Rethinking Code Complexity Through the Lens of Large Language Models
Chen Xie, Yuling Shi, Xiaodong Gu, Beijun Shen
TL;DR
Traditional code complexity metrics do not reliably predict the difficulty large language models face when processing code. The authors propose LM-CC, a model-aware complexity metric built from entropy-driven semantic units arranged in a hierarchical representation to capture semantic nonlinearity arising from compositional depth and branching. Empirical results show LM-CC correlates more strongly with LLM performance than existing metrics, and semantics-preserving reductions that lower LM-CC yield meaningful performance gains across program repair, code translation, and execution reasoning. This work enables model-aware evaluation, targeted refactoring, and adaptive prompting strategies for LLM-based code intelligence.
Abstract
Code complexity metrics such as cyclomatic complexity have long been used to assess software quality and maintainability. With the rapid advancement of large language models (LLMs) on code understanding and generation tasks, an important yet underexplored question arises: do these traditional complexity metrics meaningfully characterize the difficulty LLMs experience when processing code? In this work, we empirically demonstrate that, after controlling for code length, classical metrics exhibit no consistent correlation with LLM performance, revealing a fundamental mismatch with model-perceived difficulty.

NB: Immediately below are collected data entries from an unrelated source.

PR #969, opened 2020-03-19
Update maintainer's nickname for Ubuntu PPA

TotalCaesar659:
I've noticed that Ubuntu PPA maintainer's nickname is @braewoods, not @ryou. If it is, please, let me know.


braewoods:
That would be correct. The name changed awhile ago and that is a different user.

To address this gap, we propose LM-CC, a novel code complexity metric designed from the perspective of LLMs. The core premise of LM-CC is that LLM-perceived difficulty is driven by the nonlinearity of program semantics. Accordingly, we decompose programs into semantic units based on entropy, organize these units into a compositional hierarchy, and quantify complexity as a principled aggregation of compositional level and branching-induced divergence, capturing cumulative model uncertainty during code processing. Our extensive experiments show that LM-CC not only correlates more strongly with LLM performance than traditional metrics but also that lowering it directly enhances task performance.